## [Instructions for the task]
Read the data below. Every line holding the string "RORDEV" must be copied.

## [Records shown]

PR #1272, opened 2026-06-12
[RORDEV-2081] Always return Kibana index in user metadata response

coutoPL:
The `/_readonlyrest/metadata/user` endpoint did not always include the kibana.index field. When a user was authenticated by a block that did not explicitly declare a Kibana index (for example, a block with only `auth_key` and no Kibana rule), the response omitted the index entirely:

```
  "kibana": {
    "access": "unrestricted"
  }
```

This was inconsistent with ROR's actual behavior: when no Kibana index is declared, ROR already falls back to the default index (.kibana) internally. Only the metadata response failed to reflect that, leaving the ROR Kibana plugin without an index to rely on.

With this change, kibana.index is always present in the response, defaulting to .kibana when not explicitly configured. The API contract has been updated to mark the field as required.

## Summary by CodeRabbit

* **Bug Fixes**
  * Kibana index metadata is now always included in access control responses and authorization results; defaults to ".kibana" when not specified.

* **New Features**
  * Selection now prefers the first allowed block that establishes a Kibana policy when resolving the Kibana index.

* **Refactor**
  * Kibana policy/index handling standardized across evaluation paths and rules.

* **Documentation**
  * Internal API version and changelog updated to mark kibana.index as required.

* **Tests**
  * Test expectations updated for guaranteed kibana.index presence and new selection behavior.

### DIFF
--- a/core/src/main/scala/tech/beshu/ror/accesscontrol/EnabledAccessControlList.scala
+++ b/core/src/main/scala/tech/beshu/ror/accesscontrol/EnabledAccessControlList.scala
@@ -166,7 +166,7 @@ class EnabledAccessControlList(val blocks: NonEmptyList[Block],
     if (ignoreGroupsHandling || withGroups.isEmpty) {
       val firstFittingMatch = withLoggedUsers
         .allowedThroughFirstForbidden()
-        .firstAllowedWithKibanaIndexOrHead()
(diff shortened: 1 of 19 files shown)


mgoworko (approved):
LGTM

PR #1274, opened 2026-06-17
[RORDEV-2087] Fix TSVB visualizations not showing for kibana_access: ro users (ES/Kibana 9.x)

coutoPL:
🐞Fix (ES/KBN) Fix TSVB visualizations not showing for `kibana_access: ro` users for ES/KBN 9.x

---

## Problem
On all ES/Kibana 9.x versions, TSVB / legacy visualization panels are not shown for read-only Kibana users (`kibana_access: ro`). The panel renders empty and Kibana reports `"Could not find the data view"`. RW/admin users are unaffected.

## Root cause
Kibana's TSVB backend route `/internal/metrics/vis/data` issues an `indices:data/write/bulk` against the `.kibana` index while rendering (to resolve/persist the data view). `BaseKibanaRule` only permits RO writes to `.kibana` whose REST path (`/.kibana/url/...`, `/doc/index-pattern...`) and can never match a batched `POST /_bulk`. ROR denies the write (`FORBIDDEN by default`); "Could not find the data view" is just the secondary symptom Kibana surfaces.
  
## Fix
Treat the TSVB write as another non-strict location RO may write to: recognize the originating Kibana endpoint via the trusted `x-ror-kibana-request-path` header and OR it into `isRoNonStrictCase`. The allowance stays narrow — only `.kibana`, only RO(`ROStrict` still locked), only `indices:data/write/*`, and only from that specific endpoint. No new matcher, no extra `shouldMatch` branch, no ES-module changes; both `KibanaAccessRule` and `KibanaUserDataRule` inherit the fix.

### DIFF
--- a/core/src/main/scala/tech/beshu/ror/accesscontrol/blocks/rules/kibana/BaseKibanaRule.scala
+++ b/core/src/main/scala/tech/beshu/ror/accesscontrol/blocks/rules/kibana/BaseKibanaRule.scala
@@ -104,8 +104,24 @@ abstract class BaseKibanaRule(val settings: Settings)
     isTargetingKibana &&
       isAccessOtherThanRoStrictConfigured &&
       kibanaCannotBeModified &&
-      isNonStrictAllowedPath &&
+      (isNonStrictAllowedPath || isMetricsVisDataRequest) &&
       isNonStrictAction
+  }
+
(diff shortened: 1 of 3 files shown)


coutoPL:
Fixed on the ROR KBN side: https://github.com/sscarduzio/readonlyrest_kbn/pull/931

## [Output below]
[RORDEV-2081] Always return Kibana index in user metadata response
[RORDEV-2087] Fix TSVB visualizations not showing for kibana_access: ro users (ES/Kibana 9.x)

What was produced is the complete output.